About pandas-profiling/pandas-profiling

fg-data-profiling (formerly ydata-profiling) is a Python library that generates automated exploratory data analysis reports from pandas and Spark DataFrames in a single line of code. The package extends the functionality of pandas' df.describe() method to provide comprehensive statistical analysis and visualizations, outputting results in multiple formats including HTML, JSON, and interactive Jupyter notebook widgets.
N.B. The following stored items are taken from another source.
PR #1812, opened 2018-06-15
Levels: Allow querying by school slug

kevinrobinson:
# Who is this PR for?
HS educators

Makes the URL more stable and sensible, since this isn't visible by a link right now.


kevinrobinson:
selfie

Issue #1809, opened 2018-06-15
Discipline: Total incidents and student incident counts don't update when changing time range


kevinrobinson:
This was definitely working before (see GIF in https://github.com/studentinsights/studentinsights/pull/1670), but seems to have regressed.

To reproduce:
- Load the page for any school and click on the time filter.
- I was expecting the "total incidents" at the bottom left to update, and the "incidents" for each student to update.
- They seem to be unchanged regardless of the time filter.

edavidsonsawyer:
@kevinrobinson I ran into this while working on #1811. I should have a fix within a day or so.

kevinrobinson:
@edavidsonsawyer awesome, sounds great! 👍

edavidsonsawyer:
Should be all set with #1815

PR #1815, opened 2018-06-17
Fix discipline incident counts

edavidsonsawyer:
#1809 which was I broke in #1712 causing the discipline incident counts to remain the same across all time ranges

# What does this PR do?
Correctly updates the discipline counts

goodfilter

# Checklists

## Javascript QA

### DIFF
--- a/app/assets/javascripts/school_administrator_dashboard/discipline_dashboard/SchoolDisciplineDashboard.js
+++ b/app/assets/javascripts/school_administrator_dashboard/discipline_dashboard/SchoolDisciplineDashboard.js
@@ -46,7 +46,9 @@ class SchoolDisciplineDashboard extends React.Component {
   studentDisciplineIncidentCounts(incidentCategory) {
     let studentDisciplineIncidentCounts = {};
     const selectedChartData = this.getChartData(this.state.selectedChart);
-    const incidents = incidentCategory ? selectedChartData.disciplineIncidents[incidentCategory] : this.props.schoolDisciplineEvents;
+    const incidents = incidentCategory ?
+                      selectedChartData.disciplineIncidents[incidentCategory] :
+                      this.filterIncidentDates(this.props.schoolDisciplineEvents);
     incidents.forEach((incident) => {
       studentDisciplineIncidentCounts[incident.student_id] = studentDisciplineIncidentCounts[incident.student_id] || 0;
       studentDisciplineIncidentCounts[incident.student_id]++;


edavidsonsawyer:
@kevinrobinson @alexsoble this should be all set when there's time to look at it

app/assets/javascripts/school_administrator_dashboard/discipline_dashboard/SchoolDisciplineDashboard.js
```diff
@@ -46,7 +46,9 @@ class SchoolDisciplineDashboard extends React.Component {
   studentDisciplineIncidentCounts(incidentCategory) {
     let studentDisciplineIncidentCounts = {};
     const selectedChartData = this.getChartData(this.state.selectedChart);
-    const incidents = incidentCategory ? selectedChartData.disciplineIncidents[incidentCategory] : this.props.schoolDisciplineEvents;
+    const incidents = incidentCategory ?
+                      selectedChartData.disciplineIncidents[incidentCategory] :
+                      this.filterIncidentDates(this.props.schoolDisciplineEvents);
```
kevinrobinson: @edavidsonsawyer This seems like it could work, but then it also seems like it doesn't fix the root problem, which is keeping the data in the table in sync with the data in the charts.

I'm wondering if moving the filtering into the `render` method, and then have it pass the filtered results down to the subsequent `renderStudentDisciplineTable` and `renderDisciplineChart` methods, if this would remove this class of bugs altogether.

So to sketch that:
```
render() {
  const students = this.filterStudentsBasedOnSelections(selectedChart, selectedCategory);
  const incidents = this.filterDisciplineIncidentsBasedOnSelections(selectedChart, selectedCategory);
  return (
     ...
     {this.renderStudentsTable(students, incidents)}
     {this.renderCharts(students, incidents)}
     ...
  );
```

I'm not sure if this is worthwhile, so I think that's your call to make, and since this fixes the immediate bug let's 🚢 it now :)

kevinrobinson: @edavidsonsawyer In testing this, this PR has a bug so I reverted shipping it in this revert PR: https://github.com/studentinsights/studentinsights/pull/1816.

To reproduce, select a category (eg, "Time"), click a time of day, then change the time filter.  This is what I see locally:

screen shot 2018-06-18 at 12 39 01 pm

So we can't ship this PR as-is.  I'd recommend a refactoring similar to what I suggested [here](https://github.com/studentinsights/studentinsights/pull/1815#discussion_r196145564) as a path forward, since this class of bug seems to be making it tricky to make changes, and changing that factoring might help.  If you want to chat about adding another test or two to help catch these kinds of things, I'm happy to chat about that too.

PR #1817, opened 2018-06-18
Add index to students table on enrollment_status

kevinrobinson:
# Who is this PR for?
K8 educators, especially HS classroom teachers

In looking at query speed for the `/educators/my_students` page, one thing that came up is the common `Student.active` query that is passed to the authorizer (and in several other places too) is filtering down to only active students, but there's no index on that field.  This would add one, which in looking at SPS production data would cut this to 68% of all student row.

I'm not certain the query planner will use this - it doesn't in development but suspect it will in production.

# What does this PR do?
Adds an index on `enrollment_status` on the `students` table.

### DIFF
--- a/app/models/student.rb
+++ b/app/models/student.rb
@@ -38,7 +38,7 @@ class Student < ActiveRecord::Base
   validates :first_name, presence: true
   validates :last_name, presence: true
   validate :validate_grade
-  validate :validate_registration_date_cannot_be_in_future
+  validate :registration_date_cannot_be_in_future
   validate :validate_free_reduced_lunch
 
   VALID_GRADES = [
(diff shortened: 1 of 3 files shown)


alexsoble:
@kevinrobinson Ooooh, interesting, great optimization find here Kevin!

kevinrobinson:
selfie

kevinrobinson:
@alexsoble Yeah, not sure if this will really help yet, but it's easy to find out! :)

kevinrobinson:
huh, the Postgres planner doesn't seem to use this index on `Student.active` but would use it for other queries related to enrollment status if we made those.  I didn't look into this more to understand why it doesn't think the index is helpful, but this change has no impact on the speed of these queries.

PR #1818, opened 2018-06-18
My students: Add more filters and fields

kevinrobinson:
# Who is this PR for?
educators, primarily HS classroom teachers

Browser search doesn't work within react-virtualized, so this adds it.  It also makes more visible fields that would be useful for coordinating services.

# What does this PR do?
Adds searching and shows columns for program, SPED liaison.

screen shot 2018-06-18 at 2 44 20 pm

# Checklists
+ [x] Author checked latest in IE - My students


kevinrobinson:
selfie

PR #1820, opened 2018-06-18
Remove unused student enrollment status index

kevinrobinson:
# Who is this PR for?
developers, clean up

https://github.com/studentinsights/studentinsights/pull/1817 added an index to see if it would be used in a common query; it's not.

# What does this PR do?
Removes the index.


kevinrobinson:
selfie

PR #1821, opened 2018-06-18
Tune MyStudents column widths

kevinrobinson:
# Who is this PR for?
HS educators in particular.

follow-on to https://github.com/studentinsights/studentinsights/pull/1818, the column width tuning doesn't look great with production data, this updates it to compress school name over other values.


kevinrobinson:
selfie

PR #1822, opened 2018-06-18
Add logging for class list snapshot

kevinrobinson:
# Who is this PR for?
developers, follow-on to https://github.com/studentinsights/studentinsights/pull/1796

Running this revealed that the diff check doesn't work.

# What does this PR do?
Adds more verbose logging for seeing progress and debugging; adds a more conservative equality check for differences in date/time classes.


kevinrobinson:
selfie

PR #1876, opened 2018-07-10
Remove log message about expected files being missing in IEP import

kevinrobinson:
# Who is this PR for?
developers

remove log noise:
```
File #<File:0x0000000005bc8d38> has zero size. Did you mean to pass the create flag?
```
we didn't mean to pass the create flag, but we don't need to be making this call at all since we know there's no file there (as expected and noted in other log messages).


kevinrobinson:
selfie

PR #1878, opened 2018-07-10
Update IEP PDF importer with paths for new instance

kevinrobinson:
# Who is this PR for?
Somerville educators

I noticed this in verifying that https://github.com/studentinsights/studentinsights/pull/1876 was correct.  It turns out that when we cut over to a new instance, we didn't update this importer and it has been broken.  This wasn't obvious, since it's normal that IEPs aren't updated every day, and would be even more normal if this happened during the summertime.  But these have been updated (at least in this past week), and the import task was not picking them up since it wasn't looking at the correct path for the new instance.

# What does this PR do?
Updates the paths and moves them into `PerDistrict` and yaml config, and adds a bit more logging.

before, not finding any files:
```
I, [2018-07-10T19:25:04.248109 #13]  INFO -- : open /home/jbreslin/data/student-documents-6.zip: no such file (2)
I, [2018-07-10T19:25:04.248189 #13]  INFO -- : No file found but no worries, just means no educators added IEPs into the EasyIEP system that particular day
...
```

after, finding files:
```
I, [2018-07-10T18:57:05.220782 #13]  INFO -- : parsing unzipped pdfs from <path>...!
```

before, not info to debug why student not found:
```
student not in db!
```

after, with info about student not found and total count of PDFs dropped:
```
student local_id: 123456 not found, dropping the IEP PDF file...
...
IepPdfImportJob: stored 8 IEP PDFs and dropped 1 PDF files...
```

Verified this manually.

### DIFF
--- a/app/config_objects/per_district.rb
+++ b/app/config_objects/per_district.rb
@@ -116,6 +116,14 @@ class PerDistrict
     @district_key == SOMERVILLE
   end
 
+  def filenames_for_iep_pdf_zips
+    if @district_key == SOMERVILLE
+      LoadDistrictConfig.new.remote_filenames.fetch('FILENAMES_FOR_IEP_PDF_ZIPS', [])
+    else
+      []
+    end
+  end
+
   private
   def raise_not_handled!
     raise Exceptions::DistrictKeyNotHandledError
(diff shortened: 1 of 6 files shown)


kevinrobinson:
selfie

The tool performs univariate analysis with descriptive statistics and distribution histograms, multivariate analysis including correlations and missing data patterns, automatic data type detection, and specialized analysis for time-series data, text content, files, and images. It also generates automated data quality alerts highlighting potential issues such as missing values, skewness, high correlation, and duplicate rows. The package includes features for comparing multiple datasets and can handle large-scale data processing through Spark integration.

fg-data-profiling integrates with popular data science tools and platforms including Great Expectations for validation, cloud services like Google Cloud and Kaggle, workflow orchestration tools like Airflow and Kedro, and interactive dashboard frameworks such as Streamlit and Dash. The project targets data analysts, scientists, and engineers working with pandas DataFrames who need quick insight into dataset characteristics and quality without manual analysis code.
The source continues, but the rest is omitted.